A study of newer, bigger versions of three major artificial intelligence (AI) chatbots shows that they are more inclined to generate wrong answers than to admit ignorance. The assessment also found that people aren’t great at spotting the bad answers.
AI models fed AI-generated data quickly spew nonsense
Plenty of attention has been given to the fact that the large language models (LLMs) used to power chatbots sometimes get things wrong or ‘hallucinate’ strange responses to queries. José Hernández-Orallo at the Valencian Research Institute for Artificial Intelligence in Spain and his colleagues analysed such errors to see how they are changing as the models are getting bigger — making use of more training data, involving more parameters or decision-making nodes and gobbling up more computing power. They also tracked whether the likelihood of errors matches up to human perceptions of question difficulty, and how well people can identify the wrong answers. The study1 was published in Nature on 25 September.
The team found that bigger, more-refined versions of LLMs are, as expected, more accurate, thanks in large part to having been shaped with fine-tuning methods such as reinforcement learning from human feedback. That is good news. But they are less reliable: among all the non-accurate responses, the fraction of wrong answers has increased, the team reports, because the models are less likely to avoid answering a question — for example, by saying they don’t know, or by changing the subject.
“They are answering almost everything these days. And that means more correct, but also more incorrect” answers, says Hernández-Orallo. In other words, the chatbots’ tendency to offer opinions beyond their own knowledge has increased. “That looks to me like what we would call bullshitting,” says Mike Hicks, a philosopher of science and technology at the University of Glasgow, UK, who proposes the term bullshit to describe the phenomenon2. “It’s getting better at pretending to be knowledgeable.”

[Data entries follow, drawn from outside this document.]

Issue #829, opened 2016-07-05
Make `PageStaticTermsOfUse` markdown-editable for admin.


fisx:
We will get some default terms of use, but we want the admin to be able to, say, change a three-strikes rule about posting offensive content to a one-strike rule in the middle of the school year.

Issue #199, opened 2016-03-12
Bootstrap admin user


andorp:
After changing to real persistent, there should be a tool to create admin user.

fisx:
this is a more general problem, and we should also offer some default terms of use.

this could be resolved by tweaking and renaming `genInitialTestDb`.

fisx:
(default school space also needs to be created there.)

fisx:
also, fill in some default terms of use.

PR #849, opened 2016-07-12
Configurable "terms of use" page.

andorp:
Fixes: #829


tests/Frontend/CoreSpec.hs
```diff
@@ -408,10 +408,11 @@ postToForm (FormTest g c check) = do
         page <- pick g
         ctx <- pick (arbFormPagePayloadCtx page)
         mpayload <- pick (arbFormPageInvalidPayload page)
-        forM_ mpayload
-            (\payload -> do
+        case mpayload of
+            Nothing -> liftIO $ pendingWith "*In*valid form input is not defined for this."
```
fisx: :+1:

src/Frontend/Page/Static.hs
```diff
@@ -48,8 +52,9 @@ instance Page PageStaticTermsOfUse where
...
-        h1_ "Nutzungsbedingungen"
-        p_  "Lorem ipsum"
-        p_  "Duis aumet"
-        p_  "Ut wisi"
+    toHtml p@(PageStaticTermsOfUse terms) = semanticDiv p .
+        div_ [class_ "text-markdown"] $
+            terms ^. html
+
+termsOfUse :: ActionM m => m PageStaticTermsOfUse
+termsOfUse = PageStaticTermsOfUse <$> query Persistent.termsOfUse
```
fisx: the "terms of use" page shouldn't be in this module any more.

fisx: more general remark: this module makes a good case against structuring the page modules along the sections "template" and "page".  we should have sections for pages, and those sections should contain first the page instances and then the handler.

fisx:
did you test this?  doesn't work for me yet:

- the initial text in the edit form is empty (instead of the admittedly boring template text we have in the static page)
- the page doesn't show the content i entered, but the static page.
- the static page html file hasn't been removed from `/static/'.

fisx:
"initial text" issue can be postponed to #199.

andorp:
> the page doesn't show the content i entered, but the static page.

I think it is a caching issue as I checked it and I couldn't reproduce it.

> the static page html file hasn't been removed from `/static/'

The original text was defined in a handler, there is no file to delete.

fisx:
rename `Frontend.Page.Static` to `Frontend.Page.Info` as discussed?

fisx:
thanks.  and sorry for the sloppy review...

PR #850, opened 2016-07-13
Get thentos from hackage

fisx:
this eliminates the dependency on a thentos git repo being locally installed.


fisx:
related: https://github.com/liqd/aula-docker/pull/3

i had to move the git submodule in the docker repo to this branch in order to the docker image to build.  we should probably, in that order:

- merge this branch;
- update the docker branch to carry aula-master again
- merge the docker branch

not sure though.  it should probably just work as is, too.

fisx:
i'll also fix the module name "thentos.frontend.session", and this:

https://github.com/liqd/thentos/blob/master/thentos-cookie-session/src/Thentos/Frontend/Session.hs#L80

thanks @andorp

andorp:
LGTM

PR #6, opened 2021-03-22
add dsnp message types

shannonwells:
Problem
=======
I needed to write these anyway in order to help us with our batch data generation and benchmarking, so I thought why not just add them to the SDK?

Solution
========
Added a dsnpTypes file with the types in TypeScript as described in the [DSNP Message Formats](https://libertydsnp.github.io/spec/Messages/Overview#dsnp-message-formats) part of the spec.


src/types/dsnpTypes.ts
```diff
@@ -0,0 +1,103 @@
...
+export interface Reaction {
+  fromAddress: EthereumAddress;
+  emoji: Uint8Array;
+  inReplyTo: Uint8Array;
+}
+
+// Private: an encrypted message of unknown type
+// fromAddress	id of the sender	bytes20
+// data	encrypted graph change data	string
+// messageID	keccak-256 hash of unencrypted content	bytes32
```
claireolmstead, line 98: This looks really good to me. I want to follow this comment pattern when we have to do this for the example client. Makes everything so much more clear.

claireolmstead (approved):

src/types/dsnpTypes.ts
shannonwells: I actually just grabbed the table text from the Spec :) made it easy to implement too.

src/types/dsnpTypes.ts
```diff
@@ -0,0 +1,103 @@
...
+
+// Broadcast: a public post
+// fromAddress	ID of the sender	bytes20
+// messageID	keccak-256 hash of content stored at URI	bytes32
+// uri	content URI	string
+export interface DSNPBroadcast {
+  fromAddress: EthereumAddress;
+  messageID: Uint8Array;
+  uri: string;
+}
```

The result is that everyday users are likely to overestimate the abilities of chatbots and that’s dangerous, says Hernández-Orallo.
Incorrect and avoidant
The team looked at three LLM families: OpenAI’s GPT, Meta’s LLaMA and BLOOM, an open-source model created by the academic group BigScience. For each, they looked at early, raw versions of models and later, refined versions.
They tested the models on thousands of prompts that included questions on arithmetic, anagrams, geography and science, as well as prompts that tested the bots’ ability to transform information, such as putting a list in alphabetical order. They also ranked the human-perceived difficulty of the questions — for example, a question about Toronto, Canada, was ranked as easier than a question about the lesser-known and smaller town of Akil, Mexico.
AI models fed AI-generated data quickly spew nonsense
As expected, the accuracy of the answers increased as the refined models became larger and decreased as the questions got harder. And although it might be prudent for models to avoid answering very difficult questions, the researchers found no strong trend in this direction. Instead, some models, such as GPT-4, answered almost everything. The fraction of wrong answers among those that were either incorrect or avoided rose as the models got bigger, and reached more than 60%, for several refined models.
The team also found that all the models would occasionally get even easy questions wrong, meaning there is no ‘safe operating region’ in which a user can have high confidence in the answers.
The team then asked people to rank the answers as correct, incorrect or avoidant. People incorrectly classified inaccurate answers as being accurate surprisingly often — roughly between 10% and 40% of the time — across easy and difficult questions. “Humans are not able to supervise these models,” says Hernández-Orallo.
Safe space
Hernández-Orallo thinks that developers should boost AI performance on easy questions, and encourage chatbots to decline to answer hard questions, so that people are able to better gauge the situations in which AIs are likely to be reliable. “We need humans to understand: ‘I can use it in this area, and I shouldn’t use it in that area’,” he says.
Three ways ChatGPT helps me in my academic writing
Making chatbots more inclined to answer tricky questions looks impressive and does well on leaderboards that rank performance, says Hernández-Orallo, but isn’t always helpful. “I’m still very surprised that recent versions of some of these models, including o1 from OpenAI, you can ask them to multiply two very long numbers, and you get an answer, and the answer is incorrect,” he says. That should be fixable, he adds. “You can put a threshold, and when the question is challenging, [get the chatbot to] say, ‘no, I don’t know’.”
“There are some models which will say ‘I don’t know’, or ‘I have insufficient information to answer your question’,” says Vipula Rawte, a computer scientist at the University of South Carolina in Columbia. All AI companies are working hard to reduce hallucinations, and chatbots developed for specific purposes, such as medical use, are sometimes refined even further to prevent them from going beyond their knowledge base. But, she adds, for companies trying to sell all-purpose chatbots, “that is not something you typically want to give to your customers”.